#### [About this exercise]
Select all lines holding the word "EvalContextExt" from the entries that follow.

══════════════════════════════

PR #3829, opened 2024-08-20
epoll: handle edge case for epoll_ctl

tiif:
There is a test case that revealed that our implementation differs from the real system:
 - Set up an epoll watching the FD
- Call epoll_wait
- Set up another epoll watching the same FD
- Call epoll_wait on the first epoll. Nothing should be reported!

This happened because, in ``epoll_ctl``, we used ``check_and_update_readiness``, which is a function that would return notification for all epoll file description that registered a particular file description. But we shouldn't do that because no notification should be returned if there is no I/O activity between two ``epoll_wait`` (every first ``epoll_wait`` that happens after ``epoll_ctl`` is an exception, we should return notification that reflects the readiness of file description). 

r? @oli-obk

### DIFF
--- a/src/shims/unix/linux/epoll.rs
+++ b/src/shims/unix/linux/epoll.rs
@@ -269,10 +269,10 @@ pub trait EvalContextExt<'tcx>: crate::MiriInterpCxExt<'tcx> {
         let mut interest_list = epoll_file_description.interest_list.borrow_mut();
         let ready_list = &epoll_file_description.ready_list;
 
-        let Some(file_descriptor) = this.machine.fds.get(fd) else {
+        let Some(fd_ref) = this.machine.fds.get(fd) else {
             return Ok(Scalar::from_i32(this.fd_not_found()?));
         };
-        let id = file_descriptor.get_id();
+        let id = fd_ref.get_id();
 
         if op == epoll_ctl_add || op == epoll_ctl_mod {
             // Read event bitmask and data from epoll_event passed by caller.
@@ -332,7 +332,6 @@ pub trait EvalContextExt<'tcx>: crate::MiriInterpCxExt<'tcx> {
                 }
             }
 
-            let id = file_descriptor.get_id();
             // Create an epoll_interest.
             let interest = Rc::new(RefCell::new(EpollEventInterest {
                 file_descriptor: fd,
@@ -344,7 +343,7 @@ pub trait EvalContextExt<'tcx>: crate::MiriInterpCxExt<'tcx> {
             if op == epoll_ctl_add {
                 // Insert an epoll_interest to global epoll_interest list.
                 this.machine.epoll_interests.insert_epoll_interest(id, Rc::downgrade(&interest));
-                interest_list.insert(epoll_key, interest);
+                interest_list.insert(epoll_key, Rc::clone(&interest));
             } else {
                 // Directly modify the epoll_interest so the global epoll_event_interest table
                 // will be updated too.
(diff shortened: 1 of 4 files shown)


src/shims/unix/linux/epoll.rs
```diff
@@ -525,3 +508,28 @@ fn ready_list_next(
...
+/// epoll_interest and, if necessary, triggers the notification. Unlike check_and_update_readiness,
+/// this function sends a notification to only one epoll instance.
+fn check_fd_ready_event(
+    fd_ref: &FileDescriptionRef,
+    interest: Rc<RefCell<EpollEventInterest>>,
+    id: FdId,
+    ecx: &MiriInterpCx<'_>,
+) {
+    // Get the bitmask of ready events for a file description.
+    let ready_events_bitmask = fd_ref.get_epoll_ready_events().unwrap().get_event_bitmask(ecx);
```
tiif, line 522: ``get_epoll_ready_events`` will either throw_unsup_format or return an Ok(), Since we use ``unwrap()`` here this function only can be used to check file description that support epoll. Alternatively, we can let this function return an InterpResult and use ? instead of unwrap(). I am not sure which approach is better.

src/shims/unix/linux/epoll.rs
```diff
@@ -525,3 +508,28 @@ fn ready_list_next(
     }
     return None;
 }
+
+/// This helper function checks whether an epoll notification should be triggered for a specific
+/// epoll_interest and, if necessary, triggers the notification. Unlike check_and_update_readiness,
+/// this function sends a notification to only one epoll instance.
+fn check_fd_ready_event(
```
tiif, line 515: I have a hard time coming up with a good naming to differentiate this function from ``check_and_update_readiness``. They essentially do the same thing, but this function only checks one ``epoll_event_interest``, where ``check_and_update_readiness`` checks all ``epoll_event_interest``. As a result, this function can only return notification to one epoll instance where ``check_and_update_readiness`` can return notification to multiple epoll instances.

RalfJung:
> Previously, in epoll_ctl, we used check_and_update_readiness, which is a function that would return notification for all epoll file description. But we shouldn't do that because no notification should be returned if there is no I/O activity between two epoll_wait. 

I am confused by this description. There's only one epoll_wait in the first sentence so the second sentence seems to talk about a different case?

Looking at the testcase I think I understand now, but the PR description doesn't explain the problem. The problem is
- Set up an epoll watching the FD
- Call epoll_wait
- Set up another epoll watching the same FD
- Call epoll_wait on the first epoll. Nothing should be reported!

tests/pass-dep/libc/libc-epoll.rs
```diff
@@ -650,3 +655,46 @@ fn test_ready_list_fetching_logic() {
     let expected_value1 = fd1 as u64;
     check_epoll_wait::<1>(epfd, &[(expected_event1, expected_value1)]);
 }
+
+// epoll has different behaviour in multithreading. We previously check_and_update_readiness the
+// moment a file description is registered in an epoll instance. But this has an unfortunate side
+// effect of returning notification to another epfd that shouldn't receive notification.
+fn test_epoll_ctl_multithread() {
```
RalfJung, line 662: The problem doesn't seem related to concurrency at all, so why is this test multithreaded?

tiif: Right, I discovered this when I am testing it on multi-threaded testcase, but I found a way to write a single-threaded testcase for this.

src/shims/unix/linux/epoll.rs
oli-obk: Oh right, we don't have a test for inserting an FD (that doesn't support epoll) into an epoll FD. Please add such a test. Pretty sure it should hit that unwrap

tiif: Yup, it hits the unwrap. ``InterpResult`` is better.

oli-obk (approved):

tiif:
Rebased and CI is green. 

r? @oli-obk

══════════════════════════════

#### [Output for this task]
@@ -269,10 +269,10 @@ pub trait EvalContextExt<'tcx>: crate::MiriInterpCxExt<'tcx> {
@@ -332,7 +332,6 @@ pub trait EvalContextExt<'tcx>: crate::MiriInterpCxExt<'tcx> {
@@ -344,7 +343,7 @@ pub trait EvalContextExt<'tcx>: crate::MiriInterpCxExt<'tcx> {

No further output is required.